Generating Structured Data with HuggingFace Inference Endpoints

16 November 2024
llms,
structured data,
synthetic data

Structured Data with HuggingFace Inference Endpoints

This tutorial will show you how to generate structured data using the HuggingFace API. The baseline benefit of structured data is that it's easy to parse and use, so you can treat models like APIs. The other benefits even extend to more accurate results with most LMs when generating structured data and speeding up inference.

There are other libraries that can provide structured data, such as langchain structured output and instructor. But for HuggingFace's Inference Endpoints, the capability is built in. However, good documentation of the feature has been hard to find. Most places where it's used and sometimes referenced as documentation, mix it in with more complicated tasks. So I decided to write out a step-by-step example that's simple, yet useful.

Generating data that's more accurate, easier to work with, at lower latency. Structured data delivers a winning combination against unstructured generation techniques, with benefits that we want for every LLM task. And in this tutorial we'll see how simple it is to gain these advantages with HuggingFace Inference Endpoints.

Why use HuggingFace Inference Endpoints

I don't like depending on proprietary models or paying excessively when I can get comparable quality from open models. With HuggingFace, I get to select from many models. I get a generous amount of 20,000 free API calls daily to their serverless endpoint models for $9 per month, and deploying dedicated endpoints is simple if I need a model that isn't available as a serverless endpoint.
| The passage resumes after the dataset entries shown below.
PR #3750, opened 2018-05-12
Update Multiverse Sheet.css

Jhar226:
Fixed the background to be less painful on the eyes.

### DIFF
--- a/Multiverse/Multiverse Sheet.css
+++ b/Multiverse/Multiverse Sheet.css
@@ -20,7 +20,7 @@
 }
 
 .charsheet {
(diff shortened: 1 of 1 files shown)


Solarswordsman:
I would recommend that you (sooner rather than later) upload this image and any other images you're using to the github repository and reference them there (You'll need to predict the absolute url, which will be something like `https://raw.githubusercontent.com/Roll20/roll20-character-sheets/master/Multiverse/IMAGENAME.PNG`).  This will work for now, but in the event the remote hosted image is moved or deleted, your sheet will have problems.

Jeff

PR #3774, opened 2018-05-21
SWN-Revised: v2.1.0

joesinghaus:


joesinghaus:
@Solarswordsman This version now seems to be live, yet sheet workers aren't doing anything, despite the fact that they work just fine when I copy the code into a test game. Also, I have updated the translations with this, but the individual translations were not updated (for any sheet). Something is wrong, could you look into it?

joesinghaus:
@jacksty @wing-it for good measure.

Solarswordsman:
@joesinghaus I'm looking into it now.  From a cursory glance it looks like it's hitting a snag on MAXIMUM_HIT_POINTS:
`Translation Error: the key [MAXIMUM_HIT_POINTS] is not in the translation object.`
Likely this is killing the processing of the sheet workers and causing them to fail.  Interestingly, MAXIMUM_HIT_POINTS is definitely defined as a valid translation in all the languages.

Perhaps there is a bug in a sheet worker (possibly on our end, that would require a workaround at least for now?) processing the translation key.  I'll look into it deeper.  If you have some insight (e.g. a function that uses this key) it might help.

joesinghaus:
It is *not* defined, since it seems you forgot to update the individual translation files this time around. That's probably the problem then?

Solarswordsman:
You are absolutely right.  I updated the translation files, but I missed the rather important step of pushing it to the repository.  My mistake!  I will get this sorted out ASAP.  Sorry!

And thank you for reporting this!

-Jeff

joesinghaus:
Thanks for responding so quickly and resolving the issue!

Jakob

PR #3777, opened 2018-05-22
update to v1.2

Azurift:
Updated to v1.2


Solarswordsman:
Hey @Azurift,

I've made this change on your branch so that I can merge the changes, but please try to use Unix style line endings for future changes.

Jeff

PR #35, opened 2015-01-04
Creation of Policy with wizard

shlomizadok:
1) Create a wizard for new policy
2) Attach policy attributes (period, weekday, name) to selected hostgroup.


app/controllers/scaptimony_policies_controller.rb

Given the quality of open models now, I avoid the restrictive terms of service of proprietary models as often as possible. The terms of both Anthropic and OpenAI could be interpreted to preclude using their models for the project I'm taking this example from, because the goal is to build a dataset suitable for training other models.

Import libraries

The first step is to import the libraries we need.

os is for environment variables. We'll only use this to get the HuggingFace token.
typing is for type hints.
pydantic simplifies getting structured responses. It's ubiquitous in structured data generation libraries.
huggingface_hub is for the inference client that takes care of the API calls.

import os
from typing import List

from pydantic import BaseModel
from huggingface_hub import AsyncInferenceClient

Define the response schema

The next step is to model what we want the LLM to generate. One consideration is simlply how we want to use the response in our pipeline. There are times when breaking out another field makes it easier to use in code, or simply spares us the parsing.

In general, just breakout as much data as you expect to use separately. For example, in a classification task we might ask for the label, the confidence, and the rationale. For an more complex genaration task where we needed to generate a set of users we would include all of the essential fields.

This response schema is for a batch of prompts that we want the LLM to generate which is quite simplistic. The dataset will include more metadata about each record, but the model we want to give to the LLM only needs the prompts field, because that's the only part it needs to generate.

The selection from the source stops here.